Feel Your Feelings

 


My daughter gave me a really good reminder the other day on a few things. First, as a parent, I need to not immediately jump into "let's fix this" or "here's the lesson" mode. And second, that sometimes we just need to feel our feelings for a bit before we can move on. 

A situation happened where my daughter had signed up to help with something for school and was told that a text would follow with more information. I kept asking for updates and she kept saying that a certain person had said they would start a group text. 

When it was a few days out from the event she was wanting to help with, I asked again and told her that on another sheet she brought home, it said a club she was in wasn't meeting because of planning for this other event. She got frustrated and said she hadn't received a text and I got frustrated and said she could also reach out. 

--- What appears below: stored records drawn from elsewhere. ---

PR #1985, opened 2024-03-06
GT-2158 search bar rules

rachaelblue:
- updated the 4 search bar locations (2 filter, 2 language settings) to follow the search rules Jill had listed
- updated all the search useCases to use DI interfaces/repositories
- existing useCases for the tool filter selection pages were deprecated and not functioning, so I removed them and created "view" useCases instead


godtools/App/Features/AppLanguage/Presentation/DownloadableLanguages/DownloadableLanguagesViewModel.swift
```diff
@@ -61,9 +63,16 @@ class DownloadableLanguagesViewModel: ObservableObject {
...
         Publishers.CombineLatest(
-            $downloadableLanguages.eraseToAnyPublisher(),
-            $activeDownloads.eraseToAnyPublisher()
+            $searchText.eraseToAnyPublisher(),
+            $downloadableLanguages.eraseToAnyPublisher()
         )
+        .flatMap({ searchText, downloadableLanguages in
+            
+            return Publishers.CombineLatest(
+                self.searchLanguageInDownloadableLanguagesUseCase.getSearchResultsPublisher(for: searchText, in: downloadableLanguages),
```
levieggertcru, line 72: These are difficult to spot, but we have to be careful to not capture self within a flatMap from our ViewModels.  I noticed it will create a retain cycle.  

searchLanguageInDownloadableLanguagesUseCase is simple since it's injected on init and is already in scope.

I'm wondering if you should move $activeDownloads.eraseToAnyPublisher() outside of the flatMap and include it with the searchText and downloadableLanguages?  Did you want to update display languages anytime activeDownloads is updated?

godtools/App/Features/ToolsFilter/Presentation/ToolFilterLanguageSelectionView/ToolFilterLanguageSelectionViewModel.swift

Begrudgingly, she reached out. She then found out that there had been a meeting that she had missed about the event the weekend before. She was upset because she had not received an email or a text message about the meeting. 

I immediately went into life lesson mode, and told her that part of the reason I kept asking her was that due to the timing, I felt she should have received some information. Her initial reaction was to not help at all, but I told her that she had told them she would help, and she should still ask if there is a place for her to help and apologize for not following up sooner. 

I explained to her how sometimes we can mistype a phone number or email address, and that she should also take some ownership for not following up. She looked up me and said, "Is it ok if I'm just mad right now?" 

That was a kick to the gut. Because OF COURSE it was ok for her to be mad for a bit. Heck, one of my favorite songs by Terri Clark shares that exact messaging! I then told her it was ok to be mad for a little while, but she couldn't stay mad about it forever because it seems like this was a misunderstanding and not an intentional slight. 

She asked if there was still something she could help with for the event, which I figured there would be because nobody really turns down volunteers, and there was. At first, she felt the jobs she was given were punishment, but I explained to her that she did miss the day when they went over how to use certain equipment, and that other people who were there for that day were also doing the same jobs she was. It seemed like those jobs were for first time volunteers, which she was, and reminded her that you have to start out doing the not so fun jobs before you move up to the "cool" jobs. 

A goal for me going forward, is to try not to get instantly into a "let's fix this" or "what's the lesson" mindset and just follow Terri Clark's advice and let myself just be mad/sad/annoyed/frustrated/or whatever I'm feeling for a while. And to also give my daughter grace when she needs to do the same.